De aannemer is verplicht bij de melding dat het bouwwerk gereed is voor oplevering, de opdrachtgever (ook de zakelijke opdrachtgever!) een dossier te overhandigen met daarin de gegevens en bescheiden die volledig inzicht geven in de nakoming van de overeenkomst door de aannemer en in uitgevoerde werkzaamheden. Het ziet enkel op de oplevering van bouwwerken en in dat geval moeten de volgende gegevens worden gedeeld (tenzij contractueel wat anders is afgesproken): tekeningen en berekeningen van het gerealiseerde bouwwerk en bijbehorende installaties, beschrijving van toegepaste materialen en installaties, gebruiksfuncties van het bouwwerk, gegevens en bescheiden nodig voor gebruik en onderhoud van het bouwwerk.

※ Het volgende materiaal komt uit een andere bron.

Issue #4727, opened 2026-08-14
feat(map): predictive RF coverage on the existing terrain backend (site planner)


Yeraze:
Breakout of #4718 item **B** (feature parity vs official Meshtastic clients).

Android has a Site Planner for outbound coverage prediction; Apple has a WebView-based coverage estimate.

**Scope is smaller than the tracker implies** — the tracker says MeshMonitor has "no predictive RF tool", but the foundations are already in place:
- `src/components/MapAnalysis/layers/CoverageHeatmapLayer.tsx` renders **observed** coverage
- A full elevation/terrain backend exists — `ELEVATION_BACKEND_SPEC.md`, `TERRAIN_LINK_PROFILE_EPIC.md` (Phase 1 backend merged), `NEIGHBOR_LINK_TERRAIN_SPEC.md`, `MAP_3D_ELEVATION_EPIC.md`

So this is **predictive modelling layered on elevation data we already serve**, not greenfield.

### Work
- Given a node position, antenna height and TX parameters, predict outbound coverage over the terrain grid and render it as a distinct layer.
- Reuse the existing elevation source rather than adding a second terrain dependency.
- Keep predicted coverage visually and semantically distinct from `CoverageHeatmapLayer`'s observed coverage — conflating measured with modelled would be actively misleading.
- Per CLAUDE.md, new map surfaces compose `BaseMap`; shared layers belong under `src/components/map/layers/`.

### Notes
- Pick and document the propagation model (e.g. Longley-Rice / ITM vs a simpler Fresnel-zone + path-loss approximation). Start simple and state the assumptions in the UI — an unqualified prediction will be read as ground truth.
- Terrain-grid computation is expensive; decide up front whether it runs server-side as a job or client-side over a bounded area, and bound the radius.
- Region/preset affects link budget — the legality check is client-side (`span >= bandwidth`), not a wire field.

Refs #4718

Yeraze:
Refinement while re-verifying: I described `CoverageHeatmapLayer` as rendering "observed coverage". Its own docstring is more precise — *"Heatmap of position density"*, i.e. where nodes have **been**, not where signal **reaches**.

So there is no observed-coverage baseline to extend; this is more greenfield than the issue body implies. The elevation/terrain backend (`ELEVATION_BACKEND_SPEC.md`, `TERRAIN_LINK_PROFILE_EPIC.md`) is still real and still the right foundation — that part stands.

PR #4741, opened 2026-08-15
feat(rf): predictive coverage — Fresnel + path-loss model, sweep, API and map layer (#4727)

Yeraze:
Implements #4727 (predictive RF coverage) as far as a working, tested API and a reusable map layer. **The layer is not yet rendered by any screen** — see "What is not in this PR" below. Flagging that up front so the scope is not mistaken.

Model choice was your call on the issue: **Fresnel + path loss**, not Longley-Rice.

## Three layers, each independently tested

**1. Propagation model** (`services/rf/propagation.ts`) — free-space spreading, earth curvature at a 4/3 effective radius, and single-knife-edge diffraction (ITU-R P.526) resolved against a link budget.

Tests check the physics against **independent references** rather than restating the implementation: the textbook km/GHz Fresnel and earth-bulge forms, the `32.44 + 20log(d) + 20log(f)` FSPL form, ~6 dB at grazing incidence, ~28.6 m Fresnel radius at 915 MHz over 10 km. Self-consistent-but-uniformly-wrong is the failure mode that matters for physics code, and only an outside reference catches it.

**2. Radial sweep** (`services/rf/coverageSweep.ts`) — walks outward along evenly spaced azimuths. Adds `destinationPoint` to `greatCircle`, which the codebase did not have.

Reach means **first failure, not farthest success.** Coverage is not monotonic: a hilltop 20 km out can be reachable while the valley at 8 km is not. Reporting the farthest closing sample would draw a polygon implying everything inside works — a stronger claim than the model supports. Radials with reachable ground beyond their boundary are *flagged*, not silently dropped.

Server-side because the DEM tiles and their LRU cache live there and adjacent azimuths share tiles heavily; all radial points go through **one** provider call. Radius, azimuths and samples are hard-bounded.

**3. API** (`POST /api/rf/coverage`) — authenticated and separately rate-limited (6/min prod vs elevation's 20), because a sweep fans out to thousands of samples where a profile is one path. Refuses outright when elevation is disabled: without terrain the model degrades to a free-space circle that still *looks* like a prediction while modelling nothing.

**4. Map layer** (`map/layers/PredictedCoverageLayer.tsx`) — deliberately unlike `CoverageHeatmapLayer`. That draws measured receptions as a diffuse heat blob; this draws a hard-edged **dashed** outline. The boundary is exactly where a prediction is least trustworthy. Assumptions live in a popup **on the polygon**, so caveats cannot be separated from the shape they qualify.

## Four things found by tests failing against correct code

These are the parts worth your attention, because in each case my first expectation was wrong rather than the code:

- **Flat ground is not loss-free.** With a 10 m and a 2 m antenna over 2 km, the ground itself sits inside the first Fresnel zone, so a "clear" path already pays a couple of dB. Pinned explicitly rather than relaxed.
- **A realistic LoRa budget makes obstruction tests vacuous.** At −130 dBm sensitivity a 600 m ridge at 10 km *still closes* (~42 dB diffraction vs ~53 dB margin). The suite uses a deliberately tighter budget and says why.
- **A wall cannot produce a "reachable pocket".** Every longer profile still contains the wall, so nothing behind it closes. A genuine pocket needs a peak visible *over* the obstruction — the mountaintop-repeater case, which is what the test now builds.
- **`nodes` is a per-source resource.** `requirePermission('nodes','read')` with nothing to scope to passes for a user holding it on **any** source, and a global sourceId-null grant never satisfies it. My first test granted the global shape and failed, which is how I learned this. Both halves are now pinned by tests.

Also: a bare `vi.fn()` as the elevation provider's `sample` received a spurious zero-argument call from vitest's spy machinery, making call-count assertions read as a bug in the sweep. Confirmed by swapping in a plain recording function, which the suite now uses.

## What is NOT in this PR

**No control surface.** Nothing renders `PredictedCoverageLayer` yet, so the feature is not reachable from the UI.

This is a deliberate stop, not an oversight. Every existing MapAnalysis layer is pure data plus a lookback toggle; predicted coverage needs *inputs* — origin, antenna height, TX power — that no existing layer has. It therefore does not fit the layer-toggle model and needs a site-planner control panel, which is a UX decision about a shared screen rather than a wiring job. Worth deciding deliberately: a MapAnalysis toolbar section, a dedicated panel, or a node-context action.

Happy to build it either way — say which and I'll wire it up.

## Verification

- Full suite: **15,768 passed, 0 failed**, with PostgreSQL and MySQL up.
- `lint:ci` clean, `tsc` clean on both configs.


Yeraze:
Addressed in 430955b5.

**`knifeEdgeLossDb` negative values — it cannot happen.** Your own working reached that conclusion mid-paragraph, and I confirmed it numerically rather than by argument: sweeping v across (-0.7, 5] the minimum is **+0.536 dB**, at v just above the cutoff.

The **missing test coverage you identified was real**, so that is now fixed: the non-negativity property is asserted across the whole active range, plus the size of the step at the guard's discontinuity.

I did **not** add the suggested `Math.max(0, ...)` wrap, and I want to be explicit about disagreeing rather than quietly skipping it. A clamp that can never fire is dead code, and worse, it would silently absorb a genuine regression if someone later moved the `-0.7` threshold — the exact scenario where you would want a loud failure. `freeSpaceLossDb`'s clamp is different in kind: that one fires for real inputs (sub-wavelength distances). Happy to add it if you would still rather have the belt.

**Earth radius duplication — agreed and fixed.** It was three copies, as you say. Consolidated into `src/utils/earthConstants.ts`. This one was worth doing now rather than tracking, because the failure mode is nasty: a divergence between the radius used to *place* a coverage vertex and the radius used to compute the curvature that decides whether that vertex is *reachable* would be effectively invisible in the output.

**Rate-limiter wiring test** — agreed it is integration-level and not a blocker; noting it rather than adding a test that would mostly assert middleware ordering.

One thing the lint ratchet then caught that neither of us would have: both utils sit in the server-compiled tsconfig set, so the new relative imports needed explicit `.js` extensions. Per CLAUDE.md that failure is invisible to dev *and* to the entire test suite — it only appears in a deployment running compiled `dist/`. So the constant consolidation nearly introduced a production-only crash.

Full suite: 15,776 passed, 0 failed. `lint:ci` clean, `tsc` clean on both configs. CodeQL is green after the provider-level bound in 44bbfa2b.

PR #4744, opened 2026-08-15
fix(map): bound position-history rendering and fetching (#4743)

### LINKED ISSUE #4743: Map freezes when clicking node with large estimated-position history
Reported by NullVoid on Discord (#help → Map freezes thread).

## Problem

On MeshMonitor v4.14.2-rc2 (mobile), tapping a map marker for a Heltec v4 node using estimated position freezes the UI for ~1 minute. Other nodes with smaller position histories open instantly. During the freeze, only the connection animation and bottom nav bar scroll remain interactive. The app eventually recovers.

## Root Cause Analysis

When a node is clicked:

A) `App.tsx:1286-1350` fires a `useEffect` that progressively fetches the entire position history via paginated API calls (up to 50 pages × ~300 fixes per page = potentially 15,000 position fixes)
B) Each page triggers `setPositionHistory([...accumulated])`, causing a React re-render
C) `NodesTab.tsx:709` creates one `<Polyline>` + one `<Popup>` per segment — so 1,000 fixes means ~999 Polyline elements, 999 Popup elements, plus arrow markers
D) This DOM explosion freezes the browser while it struggles with layout/paint

Estimated-position nodes are especially affected because MeshMonitor recalculates their location each time a neighboring node reports in, generating far more position entries than GPS-fixed nodes.

## Possible Fixes

- Cap `cutoffTime` to a reasonable window (e.g., last 24-48h) instead of defaulting to `0` (all history since epoch)
- Virtualize position history rendering — skip DOM elements for off-screen segments
- Debounce or batch `setPositionHistory` calls instead of re-rendering per page
- Simplify Polyline rendering at high zoom levels (aggregate nearby points)

Authored by NodeZero 0️⃣

Yeraze:
Fixes #4743.

Tapping a map marker for a node using estimated positions froze the UI for ~1 minute on mobile. The issue's root-cause analysis was accurate — I verified both cited sites — and checking it turned up two things that change the fix.

## The freeze has two independent causes

The issue describes the DOM explosion: one `<Polyline>` **plus one rich `<Popup>`** per segment, over a history that reaches 15,000 fixes.

But `App.tsx` also walks **up to 50 sequential pages**, calling `setPositionHistory([...accumulated])` after each one — 50 round trips, each triggering a full re-render of the trail. Fixing only the rendering would have left that churn in place, so both are bounded.

## A time window would not have fixed it

`positionHistoryHours` already exists (`NodesTab.tsx:691`) and already filters. It defaults to `null`, so the first suggested fix — cap the window — looked right.

It isn't sufficient. A node on estimated positions is relocated **every time a neighbour reports**, so even a 24-hour window can hold thousands of fixes. Capping the *element count* bounds the DOM regardless of how wide the window is or how dense the history gets, so the trail is now downsampled to a fixed render budget (500 points) rather than merely filtered by time.

## Honesty about what is drawn

- **The legend still reads the full filtered history**, so the reported oldest/newest timestamps stay exact while the drawing is capped. The sampler preserves the true first and last entries specifically so this cannot drift — a dropped endpoint would misreport the trail's span while the line still looked correct.
- **Downsampling is lossy about intermediate detail**, so a segment popup now says the trail is simplified rather than implying the two points were consecutive fixes.
- The fetch cap (5,000) is well above the render budget, so the visible trail still spans the node's full recorded history.

## Deliberately not changed

**The default `positionHistoryHours` of `null`.** Bounding the render fixes the freeze on its own, and narrowing what every user sees by default is a product decision, not a bug fix. Worth noting `MeshCoreMap.tsx:153` already defaults to a bounded number, so there is in-repo precedent if you do want it — say the word.

## Verification

- Full suite: **15,794 passed, 0 failed**, with PostgreSQL and MySQL up.
- The regression test was mutation-checked: pointing the segment loop back at the unbounded array fails it.

The test is source-extraction rather than a render test — mounting NodesTab needs the map stack, contexts and Leaflet, and a test that mounted 15,000 segments to prove they are slow would itself be the bug.

### DIFF
--- a/public/locales/en.json
+++ b/public/locales/en.json
@@ -5067,5 +5067,6 @@
   "survey.no_hops": "No answered traceroutes yet, so reach is unknown.",
   "survey.hops_direct": "Direct",
   "survey.hops_n_one": "{{count}} hop",
-  "survey.hops_n_other": "{{count}} hops"
+  "survey.hops_n_other": "{{count}} hops",
+  "nodes.position_history_simplified": "Trail simplified — intermediate fixes between these points are not drawn."
 }
--- a/src/App.tsx
+++ b/src/App.tsx
@@ -47,6 +47,7 @@ import { ResourceType } from './types/permission';
 import api, { type ChannelDatabaseEntry } from './services/api';
 import { getPacketStats } from './services/packetApi';
 import { logger } from './utils/logger';
+import { MAX_ACCUMULATED_POSITION_FIXES } from './utils/positionHistoryDownsample';
 import { isTxDisabledBody } from './utils/txDisabled';
 import { resolveNeighborInfoErrorToast } from './utils/neighborInfoError';
 // generateArrowMarkers moved to useTraceroutePaths hook
@@ -1307,20 +1308,7 @@ function App() {
       const accumulated: PositionHistoryItem[] = [];
       let beforeCursor: number | undefined;
       const MAX_PAGES = 50; // safety bound (~15k fixes) against a runaway loop
-      /**
-       * Stop paging once we hold this many fixes (#4743).
-       *
-       * A node on estimated positions is relocated every time a neighbour
-       * reports, so it can hold far more history than a GPS node. Walking all
-       * 50 pages meant 50 sequential round trips, each followed by a state
-       * update and a full re-render of the trail — a large part of the freeze
-       * on its own, separately from the DOM cost the map paid.
-       *
-       * Well above what the map draws (see MAX_RENDERED_POSITION_POINTS), so
-       * the visible trail still spans the node's full recorded history; this
-       * only stops accumulating detail nothing consumes.
-       */
-      const MAX_ACCUMULATED_FIXES = 5000;
+
 
       try {
         for (let page = 0; page < MAX_PAGES; page++) {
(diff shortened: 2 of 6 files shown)


Yeraze:
Addressed in bcf265a7 — two of the five taken, three declined with reasons.

**Constant consistency — agreed, fixed.** `MAX_ACCUMULATED_POSITION_FIXES` now sits beside `MAX_RENDERED_POSITION_POINTS` and is exported. That makes the relationship the fix actually depends on — fetch cap must stay above render budget — visible in one place rather than split across two files, and the test imports both and compares real values instead of scraping a number out of source text. Better than what I had.

**`maxPoints < 2` contract — agreed, documented.** It returns two entries, not one, because callers draw line segments and a single point is not a smaller drawing than two, it is no drawing at all. The behaviour was already tested; the stated contract just didn't admit it.

**`unshift` spread — declined.** Real but not worth the churn: ~17 pages against a 5,000 cap is on the order of 85k element copies total, which is noise next to a single React commit. Your suggested `[...pageItems, ...accumulated]` allocates the same, and the collect-then-reverse variant would trade a measurable non-problem for a chance to get the chronological ordering wrong — that ordering is load-bearing for the `before` cursor logic.

**Re-render per page — declined, agreed as documented.** Progressive fill is deliberate, and the downsampler now bounds the cost of each intermediate render, which was the part that hurt.

**"Trail simplified" firing at 501 fixes — declined, deliberately.** You're right that it fires for a one-fix difference, and right that it's factually correct every time it appears. I'd rather keep it exact than add a threshold: the notice exists precisely to stop the trail being read as complete, and a threshold turns "is this lossy?" into "is it lossy *enough to mention*?" — which invites arguing about where the line sits and leaves a silent band where detail is dropped without saying so. Happy to add the threshold if you'd rather have the quieter UI; it's a one-line change.

**Legend value-semantics test gap — acknowledged.** Agreed the source-extraction check is directional only. Mounting NodesTab needs the map stack, contexts and Leaflet, so I left it; the endpoint-preservation property it depends on *is* covered directly in the sampler's own tests.

Full suite: 15,794 passed, 0 failed. `lint:ci` and `tsc` clean.

PR #4746, opened 2026-08-15
feat(rf): site planner UI — predictive coverage becomes reachable (#4727)

### LINKED ISSUE #4727: feat(map): predictive RF coverage on the existing terrain backend (site planner)

Yeraze:
Closes #4727.

Makes predictive RF coverage reachable. #4741 landed the model, sweep, API and map layer as a tested foundation with no UI entry point; this is the control surface, built to the four decisions you made on the issue.

## The four decisions, as implemented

Tip: In de wet staat een algemene omschrijving van de inhoud van een opleverdossier, dus neem in de overeenkomst een concrete opsomming op van de documenten die bij oplevering verstrekt moeten worden.

Tip: Het opleverdossier is niet hetzelfde als het dossier bevoegd gezag, wat onderdeel is van het dossier van de kwaliteitsborger.

Waarschuwingsplicht

De aannemer is volgens de huidige wetgeving al verplicht om bij het aangaan of het uitvoeren van de overeenkomst de opdrachtgever te waarschuwen voor onjuistheden in de opdracht voor zover hij deze kende of redelijkerwijs behoorde te kennen, of voor ongeschiktheid van zaken die door de opdrachtgever aangeleverd worden.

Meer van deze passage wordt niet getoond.